# Help!!



## Lucinder (Jan 21, 2010)

I am rather confused about how to work this site at the mo, it seems different to other forums I have been on b4!
I wanted to PM one of the moderators to ask a question about it, but i cant find anywhere to send a msg, (i may just be being blind)!!
It wont let me edit my profile or upload pics etc..so my account may not be activated etc..

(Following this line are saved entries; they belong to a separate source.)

PR #409, opened 2025-05-26
[RST-12952] Modified the loadDeviceId() function to accept optional parameters

svwilliams:
Modified the loadDeviceId() function to accept optional parameter names for the device UUID and device name

### DIFF
--- a/fuse_variables/src/stamped.cpp
+++ b/fuse_variables/src/stamped.cpp
@@ -43,7 +43,10 @@ namespace fuse_variables
 {
 
 fuse_core::UUID loadDeviceId(
-  fuse_core::node_interfaces::NodeInterfaces<fuse_core::node_interfaces::Parameters> interfaces,
+  fuse_core::node_interfaces::NodeInterfaces<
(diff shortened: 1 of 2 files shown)


fuse_variables/src/stamped.cpp
```diff
@@ -37,25 +37,35 @@
...
 
-  device_str = fuse_core::getParam(interfaces, "device_name", std::string());
+  device_str = fuse_core::getParam(interfaces, name_parameter, std::string());
   if (!device_str.empty()) {
     return fuse_core::uuid::generate(device_str);
   }
 
+  if (!silent) {
+    RCLCPP_WARN_STREAM(
+      rclcpp::get_logger("fuse"),
```
carlos-m159: Maybe not for this PR as we could break some "_client_" code, but would it make sense to pass the logging interface in the `NodeInterfaces` _mixin_?

carlos-m159 (approved):

DavidLocus (approved):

can anyone advise me, does this take a few days??

Thanks

Luce


----------



## Wanderer (Jun 16, 2007)

Lucinder said:


> I am rather confused about how to work this site at the mo, it seems different to other forums I have been on b4!
> I wanted to PM one of the moderators to ask a question about it, but i cant find anywhere to send a msg, (i may just be being blind)!!
> It wont let me edit my profile or upload pics etc..so my account may not be activated etc..
> 
> ...


Hi Lucinder,
You've got the colour going well at least but if you click on a persons ID, me included you should get a little box popping up just like on other sites and it'll give options of sending a PM etc.

Re the edit of profile, a while since I've done anything but click on User CP [Control Panel] at top left and you should be able to edit your profile.

With uplodaing pics., I know I've had difficulty with that at times too and we have a thread about it and I'll see if I can drag it up.


----------